Thanks for sharing your code here. The pos tagger is trained by WSJ data from PTB, but I have not found 23-24 in package/treebank_3/tagged/pos/wsj, but I found 0-24 in treebank_3/parsed/mrg/wsj ?

Do you use the "parsed/mrg" for pos tagger ?

Another question is : For merged data in WSJ, I do data statics, but I found the token num is the same as your paper, but the sentence num is diffenrent. Do you have any idea for this ?

sent num of WSJ

train: 36386 test: 5104

Thanks

ZhixiuYe commented 6 years ago

@Jong-Won Hi, I encounter the same problem. After I did preprocessing, I can't get the same number of tokens and sentences with that paper. Counld you tell me how to do it? Thank you!

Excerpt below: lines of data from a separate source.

PR #63, opened 2019-02-27
Use rollup to generate bundles for UMD, ESM and CJS

### LINKED ISSUE #11: Create separate bundles
- umd
- cjs
- es
- mjs?

Joezo:
Co-authored-by: Jack Clark

### What does this PR do?

Generates bundles for UMD, ESM and CommonJS. This brings with it support for browsers >= IE11. 

Whilst working on this we published a few version to `npm` with the `test` tag so that it could be tested. This [codepen](https://codepen.io/anon/pen/XGbdxR) has been created which uses the `UMD` build. We spun up a quick Create react app to test out `ESM` which worked great. The nextjs example app has also been updated locally to use the commonjs version. 

Our rollup config was heavily influenced by the one [in redux](https://github.com/reduxjs/redux/blob/master/rollup.config.js).

Bundle size has slightly increased but we now have increased browser support and our module is now tree shakeable, meaning potentially reduced size for end users.

*Important*
We now use Promises to write this library as transpiling from async/await is usually avoided in libraries as it's expensive. We opted instead to use untranspiled Promises and then inform the user they should provide an environment that includes Promises.

### Related issues

Resolves #11 

### Checklist


package.json
```diff
@@ -28,7 +37,7 @@
   },
   "devDependencies": {
     "@babel/preset-env": "7.3.4",
-    "@babel/preset-react": "7.0.0",
+    "@babel/preset-react": "^7.0.0",
```
bmullan91: @Joezo Could you pin these devDeps - @renovate[bot] will shout at you 🙈

src/.babelrc.js
```diff
@@ -0,0 +1,22 @@
...
+
+module.exports = {
+  presets: [
+    [
+      '@babel/env',
+      {
+        targets: {
+          browsers: ['ie >= 11']
+        },
+        exclude: ['transform-async-to-generator', 'transform-regenerator'],
```
bmullan91: I noticed that `async/await` wasn't transformed - I guess this is whats doing that. Does this mean that consumers need to transpile this when they bundle their app?

bmullan91: I've added the following https://github.com/nearform/graphql-hooks/issues/11#issuecomment-467922037 RE the decision to replace `async/await` with Promises.

README.md
```diff
@@ -25,6 +25,16 @@ or
 
 `yarn add graphql-hooks`
 
+## Support
+
+- Node.js v8.5+
```
bmullan91: I don't think this is accurate, this _should_ run on v4

README.md
```diff
@@ -25,6 +25,16 @@ or
...
+- Browsers [`> 1%, not dead`](https://browserl.ist/?q=%3E+1%25%2C+not+dead)
+
+Consider polyfilling:
+
+- [`Promise`](https://developer.mozilla.org/docs/Web/JavaScript/Reference/Global_Objects/Promise)
+- [`fetch`](https://developer.mozilla.org/docs/Web/API/Fetch_API)
```
bmullan91: We should link to the `GraphQLClient` docs where the user can pass in the `fetch` implementation instead of polyfilling.

package.json
```diff
@@ -2,15 +2,24 @@
...
   "scripts": {
     "test": "jest",
     "test:watch": "jest --watch",
     "test:coverage": "jest --coverage",
     "prettier": "pretty-quick",
     "contributors:add": "all-contributors add",
-    "contributors:generate": "all-contributors generate"
+    "contributors:generate": "all-contributors generate",
+    "build": "rollup -c",
+    "prepublishOnly": "npm run build"
```
bmullan91: We need to run `npm run build` in `prepack` also.

jackdclark: If we add it in `prepack` I believe it will run twice when we run `npm publish`. Are we using `npm pack`?

README.md
jackdclark: I'll do some local testing

package.json
Joezo: I think `npm pack` might be an edge case and if people want to use it they could do `npm run build` first?

README.md
jackdclark: As discussed we probably don't need this as we already detail what they need to polyfill, removing.

mcollina: Let's keep this. Nobody should not run on v4 anyway.

jackdclark: I've updated this to "Latest 8 & 10 Node releases"

Issue #64, opened 2019-02-27
Add eslint-plugin-react-hooks


bmullan91:
### Description

Add https://www.npmjs.com/package/eslint-plugin-react-hooks to ensure we're doing the right thing 😅.

Joezo:
This was completed as part of #77

PR #77, opened 2019-02-28
feat: integrate eslint-plugin-react-hooks

jh3y:
### What does this PR do?
- adds `eslint`
- switches to the recommended `lint-staged` to integrate with `prettier`
- pulls in `eslint-plugin-react-hook` 👍 
- formats files that needed formatting
- disables `no-console` for logging in the `GraphQLClient` file

### Related issues
#64 

### Checklist

### DIFF
--- a/.eslintrc.js
+++ b/.eslintrc.js
@@ -2,7 +2,9 @@ module.exports = {
   parser: 'babel-eslint',
   env: {
     browser: true,
-    es6: true
+    node: true,
+    es6: true,
+    jest: true
   },
   extends: [
     'eslint:recommended',
--- a/.eslintrc.js
+++ b/.eslintrc.js
@@ -1,0 +1,37 @@
+module.exports = {
+  parser: 'babel-eslint',
+  env: {
+    browser: true,
+    es6: true
+  },
+  extends: [
+    'eslint:recommended',
+    'plugin:react/recommended',
+    'prettier',
+    'plugin:prettier/recommended'
+  ],
+  globals: {
+    Atomics: 'readonly',
+    SharedArrayBuffer: 'readonly'
+  },
+  parserOptions: {
+    ecmaFeatures: {
+      jsx: true
+    },
+    ecmaVersion: 2018,
+    sourceType: 'module'
+  },
+  settings: {
+    react: {
+      version: '16.8.3'
+    }
+  },
+  plugins: ['prettier', 'react', 'react-hooks'],
+  rules: {
+    'prettier/prettier': 'error',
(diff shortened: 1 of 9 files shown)


package.json
```diff
@@ -9,7 +9,8 @@
     "test": "jest",
     "test:watch": "jest --watch",
     "test:coverage": "jest --coverage",
-    "prettier": "pretty-quick",
+    "eslint": "eslint src",
+    "prettier": "prettier src/**/*.js --write",
```
bmullan91: Same goes for tests - we should make sure they're pretty 💅

.eslintrc.js
```diff
@@ -0,0 +1,37 @@
...
+  settings: {
+    react: {
+      version: '16.8.3'
+    }
+  },
+  plugins: ['prettier', 'react', 'react-hooks'],
+  rules: {
+    'prettier/prettier': 'error',
+    'react-hooks/rules-of-hooks': 'error',
+    'react-hooks/exhaustive-deps': 'warn',
```
bmullan91: This should also be `error` - but if we're going to fix the issues in a separate PR we can set it to `error` then.

src/GraphQLClient.js
```diff
@@ -35,13 +35,13 @@ class GraphQLClient {
...
   }
-
+  /* eslint-disable no-console */
   logErrorResult({ result, operation }) {
     if (this.onError) {
       return this.onError({ result, operation });
     }
 
-    console.error(`GraphQL Hooks Error`);
+    console.error('GraphQL Hooks Error');
```
bmullan91: 👍

package.json
```diff
@@ -31,17 +32,23 @@
   "author": "Brian Mullan <bmullan91@gmail.com>",
   "license": "Apache-2.0",
   "peerDependencies": {
-    "react": "^16.8.1"
+    "react": "16.8.3"
```
bmullan91: `peerDependencies` should be be kept loose - please keep the `^`

jh3y:
Thanks for taking a look @bmullan91 😄 - No problem will make those changes tomorrow 👍

.eslintrc.js
jh3y: @bmullan91 - I haven't set this to `error` in this PR because it wanted me to change the deps in those two files. Changing as advised by the linter broke the tests or removed the deps array completely. Might be best for someone familiar with that behaviour to take a look at those warnings.

jh3y:
Updated. I've left a comment about the `exhaustive deps` 👍

PR #96, opened 2019-03-05
Handle unmounting whilst request is in flight

### LINKED ISSUE #54: Requests are not cancelled on unmount
### Environment

- `graphql-hooks` version: 3.1.0
- `react` version: 16.8.3
- Browser: Any

### Description

Requests are not cancelled on unmount which means we try to update state after component is gone.

screenshot 2019-02-25 at 14 51 44

### How to reproduce

Can be reproduced in the example next app by simulating slow connections and upvoting a post, then navigating to the about page before the request returns.

Keep track of whether the component is mounted by making useClientRequest return a method to cancel everything. This would switch an internal var that we would check once the request has returned, so that we don't then try to set state.

Joezo:
### What does this PR do?
Prevents `fetchData` within `useClientRequest` from updating state when a request returns, if the component has unmounted.

### Related issues

closes #54 

### Checklist

### DIFF
--- a/packages/graphql-hooks/test/unit/useClientRequest.test.js
+++ b/packages/graphql-hooks/test/unit/useClientRequest.test.js
@@ -205,6 +205,30 @@ describe('useClientRequest', () => {
       expect(state).toEqual({ cacheHit: false, loading: false, data: 'data' })
     })
 
+    it('calls request with options & doesnt update state if component unmounts whilst request is in flight', async () => {
+      let fetchData, state;
+      const { unmount } = renderHook(
+        () =>
+          ([fetchData, state] = useClientRequest(TEST_QUERY, {
+            variables: { limit: 2 },
+            operationName: 'test'
+          })),
+        {
+          wrapper: Wrapper
+        }
+      );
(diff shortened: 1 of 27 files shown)


packages/graphql-hooks/test/unit/useClientRequest.test.js
```diff
@@ -205,6 +205,30 @@ describe('useClientRequest', () => {
...
+            operationName: 'test'
+          })),
+        {
+          wrapper: Wrapper
+        }
+      )
+
+      const fetchDataPromise = fetchData()
+      unmount()
+      await fetchDataPromise
```
bmullan91: In this test it should resolve the result, right? We can then add a test that after unmount it resolves undefined:

```js
const fetchDataPromise = fetchData()
unmount()
const firstResult = await fetchDataPromise // <- expected actual result
const secondResult = await fetchData() // <- expected undefined
```

Joezo: I've added a test for that 👍

PR #104, opened 2019-03-06
Conventional commits

### LINKED ISSUE #48: Consider using semantic-release
## Notes
- commits will need to follow a certain format `fix`, `feat` or `BREAKING CHANGE`
- semantic-release figures out what the new version should be
- generates release notes
- generates git tag
- publish the new release

see https://github.com/semantic-release/semantic-release for more info.

jackdclark:
### What does this PR do?

- Adds [conventional commits Lerna configuration](https://github.com/lerna/lerna/blob/030de9d6285f2b364ed1460b9534bc2190acdf7a/commands/version/README.md#--conventional-commits)
- Adds [GitHub release Lerna configuration](https://github.com/lerna/lerna/blob/030de9d6285f2b364ed1460b9534bc2190acdf7a/commands/version/README.md#--github-release)
- Updates CONTRIBUTING.md 

### Related issues

Resolves #48 

### Checklist

### DIFF
--- a/CONTRIBUTING.md
+++ b/CONTRIBUTING.md
@@ -59,8 +59,10 @@ For more information on `@all-contributors` see it's [usage docs](https://allcon
 
 ### Release process:
 
+When merging a pull request to `master`, the squashed commit message should follow the [Conventional Commits](https://www.conventionalcommits.org) specification. This enables us to automatically generate CHANGELOGs & determine a semantic version bump.
+
 - `npm test`
-- `NPM_CONFIG_OTP=<your-otp> npm run release`
+- `NPM_CONFIG_OTP=<your-otp> GH_TOKEN=<your-github-token> npm run release`
 
 Follow the prompts from [`lerna publish`](https://lernajs.io/#command-publish)
 
--- a/lerna.json
+++ b/lerna.json
@@ -4,6 +4,14 @@
   "command": {
     "bootstrap": {
       "npmClientArgs": ["--no-package-lock"]
+    },
+    "publish": {
+      "conventionalCommits": true,
+      "message": "chore(release): :rocket:"
+    },
+    "version": {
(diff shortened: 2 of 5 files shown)


Joezo:
Might be worth putting a link in the contributing docs which goes to the different commit type prefixes that are available.

jackdclark:
I've added a note to the CONTRIBUTING.md @Joezo

CONTRIBUTING.md
```diff
@@ -59,8 +59,10 @@ For more information on `@all-contributors` see it's [usage docs](https://allcon
 
 ### Release process:
 
+When merging a pull request to `master`, the squashed commit message should follow the [Conventional Commits](https://www.conventionalcommits.org) specification. This enables us to automatically generate CHANGELOGs & determine a semantic version bump.
```
lpww: So the version bump happens automatically based on commit messages? Is that a lerna feature?

jackdclark: Yeah, see https://github.com/lerna/lerna/tree/master/commands/version#--conventional-commits

The same can be achieved without Lerna, using [semantic-release](https://github.com/semantic-release/semantic-release)

lpww: cool! can you just start using the conventional commits at the sametime as semantic release? or will it mess things up if you didn't do it from the start?

lpww: I want to set this up on react-browser-hooks too

jackdclark: With Lerna you can definitely start half way through and it will start to pick things up from that point. I haven't used `semantic-release` myself, but it does provide a [dry run](https://semantic-release.gitbook.io/semantic-release/usage/configuration#dryrun) option where it prints out what it would do, so it's worth giving it a go locally.

PR #132, opened 2019-03-13
Fix default loading stage for useManualQuery

aribouius:
### What does this PR do?

Calling `useManualQuery` currently returns a state with `loading` set to _true_, despite the request function not having been called.  This PR updates the initial state for manual queries to default to _false_.

Resolves https://github.com/nearform/graphql-hooks/issues/133.

### Checklist

### Notes
- My implementation simply adds another option field `isManual` to identify the type of request being made, which is quite similar to the `isMutation` field in terms of usage. An alternative (but potentially more restrictive) approach would be to replace the two options with something to indicate the request will not immediately get called, e.g. `isDeferred`.  Please let me know if such an approach would be preferred.

### DIFF
--- a/packages/graphql-hooks/src/index.js
+++ b/packages/graphql-hooks/src/index.js
@@ -4,7 +4,7 @@ import useClientRequest from './useClientRequest'
 import useQuery from './useQuery'
 
 const useManualQuery = (query, options) =>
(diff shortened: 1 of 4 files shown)


bmullan91:
@allcontributors please add @aribouius for code and test.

Jong-Won commented 6 years ago

I found that token number is the same as Max's paper while the sentence number is not the same. Besides, I use merged data since the tag file do not include all sections.

XuezheMax commented 6 years ago

@Jong-Won @ZhixiuYe Thanks for your questions. Yes, I used "parsed/mrg" for pos tagger. I am not sure why your number of sentences is not the same as that reported in my paper. I remembered that I followed previous works to process the WSJ data and got the same stats.